_ACTIVITY_: Could you print the data that follows exactly as given?

(Stored data entries)
▬▬▬▬▬▬
PR #3565, opened 2021-02-22
assert_invariant() now terminates the program in failure

pixelflinger:
rename logAndPanic to panicLog, since it doesn't actually panics.

### DIFF
--- a/libs/utils/include/utils/Panic.h
+++ b/libs/utils/include/utils/Panic.h
@@ -374,7 +374,7 @@ private:
 
 namespace details {
 // these are private, don't use
-void logAndPanic(
+void panicLog(
         char const* function, char const* file, int line, const char* format, ...) noexcept;
 }  // namespace details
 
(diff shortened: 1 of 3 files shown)


romainguy (approved):

prideout (commented):
Why is it called panicLog if doesn't actually panic? Typically the word "panic" is reserved for unrecoverable errors.

pixelflinger:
▬▬▬▬▬▬
_ANSWER TO THE PROBLEM_:
PR #3565, opened 2021-02-22
assert_invariant() now terminates the program in failure

pixelflinger:
rename logAndPanic to panicLog, since it doesn't actually panics.

### DIFF
--- a/libs/utils/include/utils/Panic.h
+++ b/libs/utils/include/utils/Panic.h
@@ -374,7 +374,7 @@ private:
 
 namespace details {
 // these are private, don't use
-void logAndPanic(
+void panicLog(
         char const* function, char const* file, int line, const char* format, ...) noexcept;
 }  // namespace details
 
(diff shortened: 1 of 3 files shown)


romainguy (approved):

prideout (commented):
Why is it called panicLog if doesn't actually panic? Typically the word "panic" is reserved for unrecoverable errors.

pixelflinger:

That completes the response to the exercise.